── Data to use ──

PR #3635, opened 2021-08-04
Fix broken functions deploy e2e test.

taeold:
This isn't a test target that runs as part of CI; it's a useful one to run manually. Also including a small fix in the `functions/prepare.ts` script that I found after fixing the e2e test!

I'm removing the `unknownFilter` test because we now treat any filter as a valid one (Deploy code simply deploys nothing and reports "Deploy Complete"). This is subpar experience, but I've found fix to the issue to be a little more than few lines of change, and I'm not keen on fixing this bug right now.


src/deploy/functions/prepare.ts
```diff
@@ -56,7 +57,7 @@ export async function prepare(
   const wantBackend = await runtimeDelegate.discoverSpec(runtimeConfig, env);
   payload.functions = { backend: wantBackend };
   if (backend.isEmptyBackend(wantBackend)) {
-    return;
+    throw new FirebaseError("Found nothing to deploy. Is your functions source empty?");
```
inlined, line 60: We traditionally have explicitly not errored on an empty backend. This allows a customer to say `firebase init`, initialize the kitchen sink, and then still deploy before they get to editing their functions.

scripts/test-functions-deploy.js
```diff
@@ -329,10 +312,6 @@ var main = function () {
       console.log(clc.green("\u2713 Test passed: creating functions with filters"));
       return testDeleteWithFilter();
     })
-    .then(function () {
-      console.log(clc.green("\u2713 Test passed: deleting functions with filters"));
-      return testUnknownFilter();
```
inlined, line 334: Why are we yanking this test? Also, we might want to make this use async so it's not so confusing that the console.log is for the previous function block.

inlined (approved):

src/deploy/functions/prepare.ts
taeold: This is was a band-aid patch on current bug - right now, the Firebase CLI throws and error on empty `index.js` file:

```
=== Deploying to '...'..

i  deploying functions

Having trouble? Try again or contact support with contents of firebase-debug.log
```

It sounds like this is a bad fix. I'll revert this change and make a separate PR to fix the issue for empty backends.

scripts/test-functions-deploy.js
taeold: Yeah promise chain here is yucky, but it was written in the time when maybe it was in vogue? I'm not trying to refactor this test in any way - just want it to be not broken. If I'm actually making additions to this test, I will refactor but probably not worth it at this time.

taeold: Also, copying snippet from the PR description for why I'm removing this:

> I'm removing the unknownFilter test because we now treat any filter as a valid one (Deploy code simply deploys nothing and reports "Deploy Complete"). This is subpar experience, but I've found fix to the issue to be a little more than few lines of change, and I'm not keen on fixing this bug right now.

PR #3636, opened 2021-08-04
Better support for project numbers as identifiers

mbleigh:
After some recent reports from users that function deploys weren't working when a project was set to a project *number* instead of a project *id*, I decided to take it upon myself to improve that early-command resolution process for projects.

Long story short, I ended up:

1. Converting `getProjectId.js` into `projectUtils.ts`
2. Changing `getProjectId(p: string, allowNull: boolean)` to `needProjectId()` and `getProjectId()` to allow for less null-checking.
3. Adding logic to detect a fully-numeric `project` early in command processing and resolve it to a project id and number
4. Moving `getProjectNumber` to be `needProjectNumber` and putting it in `projectUtils`

Boy that escalated quickly


src/projectUtils.ts
```diff
@@ -0,0 +1,90 @@
+import { getFirebaseProject } from "./management/projects";
+import { RC } from "./rc";
+
+const _ = require("lodash");
+const clc = require("cli-color");
+const marked = require("marked");
+
+const { FirebaseError } = require("./error");
+
+export function getProjectId({
```
bkendall, line 10: Please document exported functions - I am unsure what project or projectId _should_ be coming from

src/projectUtils.ts
```diff
@@ -0,0 +1,90 @@
...
+  projectId?: string;
+  project?: string;
+}): string | undefined {
+  return projectId || project;
+}
+
+/**
+ * Tries to determine the correct projectId given current
+ * command context.
+ * @returns {String} The projectId
```
bkendall, line 23:
```suggestion
 * @return the projectId
```

src/projectUtils.ts
```diff
@@ -0,0 +1,90 @@
...
+        clc.bold("firebase use --add") +
+        ", then rerun this command.\n" +
+        "To list all the Firebase projects to which you have access, run " +
+        clc.bold("firebase projects:list") +
+        ".\n" +
+        marked(
+          "To learn about active projects for the CLI, visit https://firebase.google.com/docs/cli#project_aliases"
+        ),
+      {
+        exit: 1,
```
bkendall, line 58: This is the default - remove

src/emulator/controller.ts
```diff
@@ -370,7 +370,7 @@ export async function startAll(options: Options, showUI: boolean = true): Promis
 
   if (shouldStart(options, Emulators.HUB)) {
     const hubAddr = await getAndCheckAddress(Emulators.HUB, options);
-    const hub = new EmulatorHub({ projectId, ...hubAddr });
+    const hub = new EmulatorHub({ projectId: projectId!, ...hubAddr });
```
bkendall, line 373: Why do you need to assert the value here? rather than doing this, I'd rather the code check that it exists first and fail out otherwise. Doesn't look like it was _required_ before...

src/test/command.spec.ts
```diff
@@ -81,6 +82,51 @@ describe("Command", () => {
       const result = run();
       await expect(result).to.be.rejectedWith("foo");
     });
+
+    it("should resolve a numeric --project flag into a project id", async () => {
+      nock.disableNetConnect();
```
bkendall, line 87: If you *must* include these, you should but them in a before/after so that if the test fails it doesn't leave everything disabled (not that that should matter, but it may)

bkendall (changes requested):

src/emulator/controller.ts
```diff
@@ -548,7 +548,7 @@ export async function startAll(options: Options, showUI: boolean = true): Promis
     }
 
     const rc = dbRulesConfig.normalizeRulesConfig(
-      dbRulesConfig.getRulesConfig(projectId, options),
+      dbRulesConfig.getRulesConfig(projectId!, options),
```
bkendall, line 551: You still need the `!` here (and below)? It looks like it's guaranteed to be a string now, so it shouldn't be needed.

bkendall (approved):
One comment about the use of `!`, but LGTM

PR #3638, opened 2021-08-05
Enforce v2 name schemes

inlined:
Enforce v2 name schemes

### DIFF
--- a/src/deploy/functions/validate.ts
+++ b/src/deploy/functions/validate.ts
@@ -6,10 +6,6 @@ import * as backend from "./backend";
 import * as fsutils from "../../fsutils";
 import * as projectPath from "../../projectPath";
 
-// have to require this because no @types/cjson available
-// tslint:disable-next-line
-const cjson = require("cjson");
-
 /**
  * Check that functions directory exists.
  * @param options options object. In prod is an Options; in tests can just be {cwd: string}
@@ -53,8 +49,8 @@ export function functionIdsAreValid(functions: { id: string; platform: string }[
   });
   if (invalidV2Ids.length !== 0) {
     const msg =
-    `${invalidV2Ids.join(", ")} v2 function name(s) can only contin lower ` +
-    `case letters, numbers, hyphens, and not exceed 62 characters in length`;
+      `${invalidV2Ids.join(", ")} v2 function name(s) can only contin lower ` +
+      `case letters, numbers, hyphens, and not exceed 62 characters in length`;
     throw new FirebaseError(msg);
   }
 }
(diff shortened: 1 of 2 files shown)


src/deploy/functions/validate.ts
```diff
@@ -35,9 +35,15 @@ export function functionsDirectoryExists(
  * @param functionNames Object containing function names as keys.
  * @throws { FirebaseError } Function names must be valid.
  */
-export function functionIdsAreValid(functions: { id: string }[]): void {
-  const validFunctionNameRegex = /^[a-zA-Z0-9_-]{1,63}$/;
-  const invalidIds = functions.filter((fn) => !validFunctionNameRegex.test(fn.id));
+export function functionIdsAreValid(functions: { id: string; platform: string }[]): void {
```
mbleigh, line 38: Extraneous nit: There is now a `@types/cjson` and I actually already added it for a recent JS->TS refactor I did. Should be able to change to an import at the top.

src/deploy/functions/validate.ts
```diff
@@ -35,9 +35,15 @@ export function functionsDirectoryExists(
...
+  const v1FunctionName = /^[a-zA-Z][a-zA-Z0-9_-]{0,62}$/;
+  const v2FunctionName = /^[a-z][a-z-]{0,62}$/;
```
mbleigh, line 40:
```suggestion
  const v2FunctionName = /^[a-z][a-z0-9-]{0,62}$/;
```
I assume you can use numbers as well?

src/deploy/functions/validate.ts
```diff
@@ -35,9 +35,15 @@ export function functionsDirectoryExists(
...
+  const invalidIds = functions.filter((fn) => {
+    return (
+      (fn.platform === "gcfv1" && !v1FunctionName.test(fn.id)) ||
+      (fn.platform === "gcfv2" && !v2FunctionName.test(fn.id))
+    );
+  });
   if (invalidIds.length !== 0) {
     const msg =
       `${invalidIds.join(", ")} function name(s) can only contain letters, ` +
```
mbleigh, line 49: I think you need to clarify the error message for the v2 case (add a specific "v2 function names can only contain lowercase letters, numbers, and hyphens") or it will be confusing.

mbleigh (approved):
Couple small nits but don't need another pass after they're fixed.

src/deploy/functions/validate.ts
inlined: Actually, cjson isn't even in this file anymore. Yanked.

src/deploy/functions/validate.ts
inlined: Fixed.

PR #3643, opened 2021-08-05
Add retries for Docker APIs

### LINKED ISSUE #3639: Frequent failures when deploying functions (Unhandled error cleaning up build images)
###  Environment info
**firebase-tools:** 9.16.0

**Platform:**macOS

### [REQUIRED] Test case

Try deploying functions
```
```
functions fail with "Unhandled error cleaning up build images."
```
 functions: cleaning up build files...
⚠  functions: Unhandled error cleaning up build images. This could result in a small monthly bill if not corrected. You can attempt to delete these images by redeploying or you can delete them manually at https://console.cloud.google.com/gcr/images/api-dev/us/gcf
```

Should not fail deploying this frequently.

For deploying all my functions(around 50) per environment, I need to redeploy nearly 6 times to finish it. It keeps failing frequently from past few days. 

 I'm currently having 4 environments and attempting nearly **30 times** to finish deploying!

inlined:
Blind attempt to fix #3639 before I get debug logs.

Normally I'd worry that we hit a rate limit, but according to [docs](https://cloud.google.com/container-registry/quotas) the rate limit is 50K requests per 10m. Even with an API this chatty it's unlikely to hit the limit...

Without knowing any more info, we can realize that an API as chatty as Docker is likely to fail just through statistics. Deleting 15 functions would probably require 60-75 API calls. If gcr.io is a 3-9s service, that's a 6% chance of failure.

### DIFF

───

Task goal: Lines from the top of the entries above to the line that contains "This isn't a" should be set down exactly, please, with both ends kept and nothing added.

Answer:
PR #3635, opened 2021-08-04
Fix broken functions deploy e2e test.

taeold:
This isn't a test target that runs as part of CI; it's a useful one to run manually. Also including a small fix in the `functions/prepare.ts` script that I found after fixing the e2e test!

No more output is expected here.